What you need to do ->
Scan the material for the word "purged" and return every matching line.

Listed records ->
====
PR #413, opened 2017-07-04
Move delete old generated mock files after go install

Steven-Chan:
This makes less pain to developer if the source can not build properly and the generated files would not be gone.


oursky-travis:
@Steven-Chan, thanks for your PR! By analyzing the history of the files in this pull request, we identified @cheungpat to be a potential reviewer.

cheungpat:
thanks @Steven-Chan!

PR #414, opened 2017-07-04
Use NewGoroutineAwareTestReporter handler tests

cheungpat:
This is required because the handler is executed in a different goroutine,
which the mock controller will call testing.T. testing.T should
only be called from the same goroutine.


oursky-travis:

rickmak:
Merge via 2b38d15

We may make more test case gorountine aware :)

Issue #418, opened 2017-07-11
Update for czmq v4


cheungpat:
The current zmq library is gocmzq version 1 which is compatible with czmq v3. Since czmq v4 is released we should update the dependency to make installation easier for the advanced users.

- Skygear Server Date/Version: 1.0
- Application Platform:
- [ ] Is this a regression?
- [ ] Attached logs, screenshots

cheungpat:
follows #417

PR #419, opened 2017-07-11
Update goczmq to v4

cheungpat:
refs #418


cheungpat:
This is easier than I have thought. Let me also update the other zmq dependencies and use pre-built binaries too. Have wanted to do that for ages.

cheungpat:
Should be okay

PR #420, opened 2017-07-11
New user profile design: auth request with auth data and response with user record

Steven-Chan:
connect #393
need #421

- Update signup and login request to accept `auth_data`
- Update signup, login, add relation and query relation response to return user record
- Treat empty string value in `auth_data` as valid value, so it would not be purged
  - `auth_data` is no longer restricted to string, if empty string is purged, then `0` and `false` would also be purged, which does not make sense
- Add InjectUserIfPresent preprocessor

Note:
`AUTH_RECORD_KEYS` is NOT implemented yet, the current implementation is equal to `AUTH_RECORD_KEYS=username,email`. Most likely, the next, and hopefully the last for the feature, PR would finish that.

### DIFF
--- a/pkg/server/handler/common.go
+++ b/pkg/server/handler/common.go
@@ -17,7 +17,10 @@ package handler
 import (
 	"time"
 
+	"github.com/skygeario/skygear-server/pkg/server/asset"
 	"github.com/skygeario/skygear-server/pkg/server/skydb"
+	"github.com/skygeario/skygear-server/pkg/server/skydb/recordutil"
+	"github.com/skygeario/skygear-server/pkg/server/skydb/skyconv"
 	"github.com/skygeario/skygear-server/pkg/server/uuid"
 )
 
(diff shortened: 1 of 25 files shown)


pkg/server/router/model.go
```diff
@@ -117,6 +117,8 @@ type Payload struct {
 
 	DBConn   skydb.Conn
 	Database skydb.Database
+
+	User *skydb.Record
```
cheungpat: 😱 well okay

pkg/server/skydb/authinfo.go
```diff
@@ -91,7 +92,26 @@ func (a AuthData) IsValid() bool {
...
-	return true
+	return !a.IsEmpty()
+}
+
+// IsEmpty would return true if
+//
+// 1. no entries or
+// 2. all values are null
+func (a AuthData) IsEmpty() bool {
+	emptyCount := 0
```
cheungpat: I would check, if the len(a) == 0 exit first
then exit immediately if you find a non empty field.

pkg/server/handler/common.go
```diff
@@ -28,25 +31,33 @@ var (
...
+	LastLoginAt *time.Time          `json:"last_login_at,omitempty"`
+	LastSeenAt  *time.Time          `json:"last_seen_at,omitempty"`
 }
 
-func NewAuthResponse(info skydb.AuthInfo, authdata skydb.AuthData, accessToken string) AuthResponse {
+type AuthResponseFactory struct {
+	AssetStore asset.Store `inject:"AssetStore"`
+}
+
+func (f AuthResponseFactory) NewAuthResponse(conn skydb.Conn, info skydb.AuthInfo, user skydb.Record, accessToken string) (AuthResponse, error) {
```
Steven-Chan: yup

pkg/server/handler/common.go
```diff
@@ -28,25 +31,33 @@ var (
...
 type AuthResponse struct {
-	UserID      string     `json:"user_id,omitempty"`
-	Username    string     `json:"username,omitempty"`
-	Email       string     `json:"email,omitempty"`
-	Roles       []string   `json:"roles,omitempty"`
-	AccessToken string     `json:"access_token,omitempty"`
-	LastLoginAt *time.Time `json:"last_login_at,omitempty"`
-	LastSeenAt  *time.Time `json:"last_seen_at,omitempty"`
+	UserID      string              `json:"user_id,omitempty"`
+	User        *skyconv.JSONRecord `json:"user,omitempty"`
```
Steven-Chan: `UserRecord`

pkg/server/router/model.go
Steven-Chan: why 😱?

Steven-Chan:
@cheungpat updated

PR #421, opened 2017-07-11
New user profile design: move handler/recordutil to skydb/recordutil

Steven-Chan:


pkg/server/handler/authutil.go
```diff
@@ -21,6 +21,7 @@ import (
 	"github.com/skygeario/skygear-server/pkg/server/asset"
 	"github.com/skygeario/skygear-server/pkg/server/plugin/hook"
 	"github.com/skygeario/skygear-server/pkg/server/skydb"
+	"github.com/skygeario/skygear-server/pkg/server/skydb/recordutil"
```
cheungpat: I think `recordutil` should exists outside of `skydb` or `handler` package. I’d prefer `pkg/server/util/record` or `pkg/server/recordutil`.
====
Task solution ->
- Treat empty string value in `auth_data` as valid value, so it would not be purged
  - `auth_data` is no longer restricted to string, if empty string is purged, then `0` and `false` would also be purged, which does not make sense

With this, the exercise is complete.